With ticket sales and revenues at NASCAR tracks declining around the country, expect race venue owners to invest in smartphone connectivity and social media technology in hopes of drawing more young fans and building the next generation of followers.

“We want to bring drivers closer to the fans. We want that 10-year-old to meet Jeff Gordon and then that photo goes out to all his Twitter followers,” Steve O’Donnell, NASCAR senior vice president for racing operations, told a room of motorsports marketing officials Wednesday.

Connectivity was a buzzword during the session on “Creating the Ultimate Fan Experience” at the Motorsports Marketing Forum held by the Sports Business Journal at Aria.

Appealing to the young demographic, a group hooked on social media and smartphones, is paramount for NASCAR and other major-league race circuits such as the National Hot Rod Association (NHRA) to increase revenues. It’s seen as a major strategy for Las Vegas Motor Speedway and seven other NASCAR tracks owned by Speedway Motorsports Inc.
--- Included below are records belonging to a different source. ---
PR #494, opened 2026-05-18
feat(repositories): NArk persistence parity — IntentRepository + VirtualTxRepository (storage layer)

Kukks:
## Summary

NArk (dotnet-sdk) persistence parity, storage layer: two new sibling repository
interfaces — **`IntentRepository`** and **`VirtualTxRepository`** — implemented
across all four backends, a pure **`IntentStateReducer`**, opt-in lifecycle
wiring, and crash-recovery intent reconciliation. Everything is inert unless
configured; activation is a separate PR.

## What's included

**Storage layer**
- Domain types: `ArkIntent`/`ArkIntentState`, `VirtualTx`/`ChainedTxType`
  (pinned from NArk), `VtxoBranch`, `IntentFilter`.
- Both interfaces implemented for **in-memory / SQLite / IndexedDB / Realm**,
  with shared cross-backend conformance suites.
- SQLite writes serialized per shared connection (`BEGIN IMMEDIATE` on one
  write chain). IndexedDB `DB_VERSION` 3→5 (v5 dedupes, then enforces a unique
  `intentId` index). Realm `ARK_REALM_SCHEMA_VERSION` 2→4 (`hex`→`psbt`
  backfill).
- `IntentStateReducer` — pure, monotonic; terminal states sticky.

**Lifecycle wiring (opt-in via `StorageConfig`)**
- `intentRepository`: `settle()` persists the intent through its lifecycle
  (best-effort, never throws into the money path); `getBalance()` excludes
  intent-locked VTXOs from `available`; `ContractManager` reconciles stale
  non-terminal intents against indexer state on boot/reconnect.
- `virtualTxRepository` — **experimental/inert**: only a best-effort raw-PSBT
  cache read/written by `Unroll.Session` when passed explicitly. Sync never
  populates or prunes it.
- Absent config ⇒ every new path is a no-op.

## Upgrade notes

- The IndexedDB and Realm schema bumps run on first open after updating, even
  without opting in. Downgrading the SDK afterwards fails to open the existing
  store (IndexedDB `VersionError`; Realm downgrade error).
- Realm consumers must compose schemas per the documented pattern:
  `schemaVersion: Math.max(ARK_REALM_SCHEMA_VERSION, yourSchemaVersion)` +
  `runArkRealmMigrations`. A pinned literal `schemaVersion` will fail at open.
- `settle()`: a synchronously-throwing `eventCallback` no longer aborts the
  settlement (matches the documented ignore-errors contract), and a post-commit
  local failure no longer deletes the server intent (the settlement stands).

## Test plan

- `pnpm test:unit` green on every commit; `tsc --noEmit` 0 errors; prettier
  clean; CI green.
- Per-backend conformance wirings, reducer units, migration tests (incl. v4
  duplicate `intentId` and Realm `hex`→`psbt`), locked-balance, settle
  intent-wiring, `Unroll` repo-first resolution, and inertness pins.

## Follow-up (deliberately not in this PR)

- Activation: virtual-tx branch persistence, sync pre-population,
  prune-on-spend.
- e2e on the regtest stack.

## Summary by CodeRabbit

* **New Features**
  * Added opt-in intent and virtual-transaction repositories across supported storage backends, including caching for faster unroll.
  * Wallet now accounts for intent-locked VTXOs in “available” balance and persists intent lifecycle snapshots.
  * Added crash-recovery reconciliation for persisted intents on startup and reconnect.
* **Bug Fixes**
  * Strengthened terminal-state handling, best-effort persistence/recovery, and concurrent SQLite transaction/migration safety.
  * Improved IndexedDB schema reliability with uniqueness enforcement for intent identifiers.
* **Tests**
  * Added conformance/regression coverage for repository behavior, reconciliation, persistence handling, and locking logic.


ghost (changes requested):
## Arkana Code Review — ts-sdk#494

**Scope:** Storage layer + reducer for NArk persistence parity. 2088 additions across 4 backends × 2 new repo interfaces, plus `IntentStateReducer`. No existing code paths modified (besides extracting mock SQL executor to shared helper and fixing the IndexedDB schema version literal).

**Overall assessment:** Clean, well-structured PR. The conformance suite approach is excellent — same behavioural contract enforced across all four backends. Types match NArk `ChainedTxType` values exactly. The `matches()` single-source-of-truth pattern avoids cross-backend filter divergence. However, I found one real bug in the Realm backend and a few issues worth addressing before merge.

---

### 🔴 BUG — Realm `pruneForSpentVtxo` reads deleted objects (will throw in production)

**`src/repositories/realm/virtualTxRepository.ts:97-124`** (diff lines 897-924)

```ts
async pruneForSpentVtxo(vtxo: Outpoint): Promise<void> {
    this.realm.write(() => {
        const removed = [
            ...this.realm
                .objects("ArkVtxoBranch")
                .filtered("vtxoKey == $0", vtxoKey(vtxo)),
        ] as any[];                          // ← live Realm proxies spread into array
        this.realm.delete(
            this.realm
                .objects("ArkVtxoBranch")
                .filtered("vtxoKey == $0", vtxoKey(vtxo))  // ← deletes same underlying rows
        );
        for (const e of removed) {
            const stillRef = [
                ...this.realm
                    .objects("ArkVtxoBranch")
                    .filtered("virtualTxid == $0", e.virtualTxid),  // 💥 e is invalidated
            ];
```

Spreading a Realm `Results` into an array gives you an array of **live Realm object proxies**. After `this.realm.delete(...)` removes the same underlying rows, those proxies are invalidated. Accessing `e.virtualTxid` on line 914 will throw `"Accessing object which has been invalidated or deleted"` in a real Realm environment.

The mock test passes because `createMockRealm`'s `delete()` works by identity matching against stored Map values — the JS objects remain valid plain objects after removal from the Map. **This bug is invisible to the test suite.**

**Fix:** Extract the needed values before deleting:
```ts
this.realm.write(() => {
    const removed = [
        ...this.realm.objects("ArkVtxoBranch")
            .filtered("vtxoKey == $0", vtxoKey(vtxo)),
    ].map(e => ({ virtualTxid: (e as any).virtualTxid })); // snapshot values
    this.realm.delete(
        this.realm.objects("ArkVtxoBranch")
            .filtered("vtxoKey == $0", vtxoKey(vtxo))
    );
    for (const e of removed) { /* now safe */ }
});
```

---

### 🟡 TOCTOU — IndexedDB `upsertVirtualTxs` and `pruneForSpentVtxo` use separate transactions for read-then-write

**`src/repositories/indexedDB/virtualTxRepository.ts:52-76`** (`upsertVirtualTxs`)

The read happens in a `readonly` transaction (line 56), then the merged write happens in a separate `readwrite` transaction (line 64). Between the two, a concurrent `upsertVirtualTxs` call could commit, and the second call's merge would be based on stale `prevs` — potentially overwriting a newer `hex` with `null`.

**`src/repositories/indexedDB/virtualTxRepository.ts:131-163`** (`pruneForSpentVtxo`)

Three separate transactions: read removed branches → delete branches → check orphans + delete orphaned txs. A concurrent `setBranch` between delete and orphan-check could cause a VirtualTx to be incorrectly deleted (the newly-set branch's reference won't be counted).

**Mitigation:** For `upsertVirtualTxs`, you can do the get + put in a single `readwrite` transaction. IDB `readwrite` transactions on the same store are serialized:
```ts
const wt = db.transaction([STORE_VIRTUAL_TXS], "readwrite");
const ws = wt.objectStore(STORE_VIRTUAL_TXS);
for (const t of txs) {
    const prev = await req(ws.get(t.txid)) as VirtualTx | undefined;
    ws.put({ txid: t.txid, hex: t.hex ?? prev?.hex ?? null, ... });
}
await done(wt);
```

For `pruneForSpentVtxo`, the read + delete of branches should be in one `readwrite` transaction on `STORE_VTXO_BRANCHES`, and the orphan check + delete should be in a single transaction spanning both stores.

---

### 🟡 Protocol-adjacent: `getLockedVtxoOutpoints()` correctness analysis

This method is money-path — it will determine which VTXOs are excluded from spendable balance. The logic is correct:

| State | Locked? | Correct? |
|---|---|---|
| `waiting_to_submit` | ✅ locked | ✓ |
| `waiting_for_batch` | ✅ locked | ✓ |
| `batch_in_progress` | ✅ locked | ✓ |
| `batch_failed` | ❌ unlocked | ✓ (batch failed, VTXOs free) |
| `batch_succeeded` | ❌ unlocked | ✓ (VTXOs consumed) |
| `cancelled` | ❌ unlocked | ✓ (intent cancelled) |

However, the SQLite backend (`src/repositories/sqlite/intentRepository.ts:85-95`) loads **all rows** then filters in JS. When the wiring lands (T15), push the `WHERE state NOT IN ('batch_failed','batch_succeeded','cancelled')` down to SQL — no point pulling terminal intents off disk just to discard them.

---

### 🟡 Minor: `applySettlementEventToIntent` — unnecessary runtime check

**`src/wallet/intentStateReducer.ts:39`**

```ts
if ("id" in event && typeof event.id === "string") {
    updated.batchId = event.id;
}
```

Every variant of `SettlementEvent` has `id: string`. This check always passes. Either trust the types and remove the guard, or add a comment explaining why it's there (future-proofing?). As-is, it reads like the author wasn't sure whether `id` exists, which could confuse future reviewers.

---

### 🟢 Nits (non-blocking)

1. **`src/repositories/sqlite/intentRepository.ts:38-42`** — `saveIntent` wraps a single `INSERT OR REPLACE` in `BEGIN IMMEDIATE` / `COMMIT`. A single statement is already atomic in SQLite. The transaction wrapper adds overhead for no correctness gain here (unlike `pruneForSpentVtxo` where it's correctly used).

2. **`src/repositories/virtualTxRepository.ts:38`** — `VirtualTxMode` is defined but unused in this PR. Presumably for T16. Consider adding a `// used by T16 wiring` comment or deferring the type to that PR.

3. **Reducer doesn't handle `BatchFinalization`** (`SettlementEventType.BatchFinalization`) — falls through to no-op. This is likely intentional (it's an intermediate event before `BatchFinalized`), but a comment in the switch would help.

4. **No `waiting_to_submit → waiting_for_batch` transition** in the reducer. Presumably that transition is imperative (caller sets it when submitting to server) rather than event-driven. Worth a doc comment on the reducer to clarify which transitions it owns vs. which are imperative.

---

### 🟢 Cross-repo impact

- **14 downstream repos** import from `@arkade-os/sdk`. This PR adds new exports only — **no breaking changes**. Existing `WalletRepository`, `ContractRepository`, and barrel exports are untouched.
- `ChainedTxType` enum values (0–4) are **verified identical** to NArk `dotnet-sdk/NArk.Abstractions/VirtualTxs/ChainedTxType.cs`.
- No open PRs in consumer repos reference these new types yet.

---

### 🟢 Test coverage

Excellent. Shared conformance suites for both interfaces × all 4 backends. Reducer has lifecycle, monotonicity, and no-op tests. Schema version bump tests for IndexedDB v4 and Realm v3. The mock SQL executor extraction from `sqlite-wallet-repository.test.ts` into `test/helpers/mockSqlExecutor.ts` is a clean refactor.

**Gap:** The mock Realm doesn't reproduce real Realm's invalidated-object-after-delete semantics (see bug #1). Consider adding a `createStrictMockRealm()` variant that throws on property access after delete, or add an integration test note.

---

### Verdict

**Request changes** — the Realm `pruneForSpentVtxo` bug (#1) will crash in production. The IndexedDB TOCTOU (#2) is lower priority but should be fixed before the wiring PR lands.

⚠️ **Protocol-critical flag:** While this PR is storage-only, `getLockedVtxoOutpoints()` is directly money-path (double-spend prevention). The interface and state model look correct, but **human sign-off required** before merge, especially before the T14–T16 wiring PR that connects this to `settle()` / `getBalance()`.

pietro909 (approved):
I've addressed CodeRabbit's comments and refactored to follow the repo conventions (naming, code reuse, terser docs mostly).

@Kukks please give it a second pass otherwise is good to merge from my side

Speedway Motorsports, based at Charlotte Motor Speedway in North Carolina, has reported that revenues, including ticket sales, have dropped annually for five years.
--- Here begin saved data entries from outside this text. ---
PR #495, opened 2026-05-19
chore: upgrade to Node 24 LTS

pietro909:
Adds `.nvmrc` (24.15.0) and points CI workflows to it via `node-version-file`. Updates `engines.node` in `package.json` to match.

## Chores
* Updated Node.js version requirement to 24.15.0
* Modified CI/CD workflows to reference Node version from centralized configuration file

[Review Change Stack](https://app.coderabbit.ai/change-stack/arkade-os/ts-sdk/pull/495?utm_source=github_walkthrough&utm_medium=github&utm_campaign=change_stack)


ghost (changes requested):
## Review: chore: upgrade to Node 24 LTS

CI so far: build ✅ lint ✅ unit ✅ integration ⏳ — the mechanical changes are clean. Using `.nvmrc` as single source of truth for Node version is the right pattern. No protocol-critical code touched.

**One blocking issue, one minor.**

---

### 🔴 BLOCKING — `engines.node` in package.json breaks downstream consumers

**`package.json:188`** — `"node": ">=24.15.0 <25"`

This field is **published to npm** as part of `@arkade-os/sdk`. Any consumer running Node 22 (the current LTS most people are on) will get:
- A warning on `npm install` / `pnpm install`
- A **hard failure** if they have `engine-strict=true`

This is a **library**, not an application. The `engines` field should express the *minimum supported runtime*, not the version CI happens to run. The SDK's pure-JS code (noble curves, protobuf, grpc-web) almost certainly works fine on Node 20+.

**Recommendation:** Widen to `">=22.12.0 <25"` (or even `">=20"` if you want to support Node 20 LTS which is still in maintenance). Keep `.nvmrc` at `24.15.0` for CI/dev — that's the right place to pin your dev environment.

**Known breakage:** `banco` pins `"node": ">=22.12.0 <23"` in both its `package.json` and CI workflows, and depends on `@arkade-os/sdk`. A strict engine bump here will block `banco` installs until it's also updated. Coordinate the rollout or widen the constraint.

---

### 🟡 Minor — `better-sqlite3` native addon

`better-sqlite3@12.6.2` is a devDependency (tests + examples only, not shipped to consumers), and CI unit tests pass, so it compiles fine on Node 24. No action needed — just flagging for awareness since native addons are the usual pain point in major Node upgrades.

---

### ✅ What looks good

- `.nvmrc` as SSOT for CI node version — eliminates version drift across workflows
- All 5 `setup-node` steps updated consistently
- No protocol code touched, no API surface changes, no cross-repo type breakage

**TL;DR:** Widen `engines.node` to `">=22.12.0 <25"` so this doesn't break every downstream consumer still on Node 22. Once that's fixed, this is good to merge.

ghost (approved):
## Follow-up review (new commit `2334facb`)

Blocking issue from my previous review is resolved: `engines.node` widened to `">=22.12.0 <25"` — downstream consumers on Node 22 won't break. ✅

CI: build ✅ lint ✅ unit ⏳ — no concerns, no protocol code touched.

**Approved.** Still needs human sign-off per repo policy.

To reverse that trend, Las Vegas Motor Speedway has boosted its social media technology. In March, the track unveiled a new social media hub at the Neon Garage for a NASCAR event. The hub, dubbed the Kobalt Social Media Command Center, hosted computers and large video monitors that gave fans live glimpses of racing luminaries sharing insights, quips and photos on Twitter and Facebook.

NASCAR and NHRA hold annual races at Las Vegas Motor Speedway.

Beyond enhancing smartphone technology at tracks, O’Donnell and other speakers discussed the need to improve the races themselves, promote the sport’s younger drivers, create more amenities at tracks to appeal to casual fans and run facilities that “overdeliver” the fan experience.

To bolster its fan experience, for example, the Texas Motor Speedway will roll out “Big Hoss TV,” a high-definition video screen measuring 218 feet by 94.6 feet in April, Texas Motor Speedway sales director Devron Jeffers said.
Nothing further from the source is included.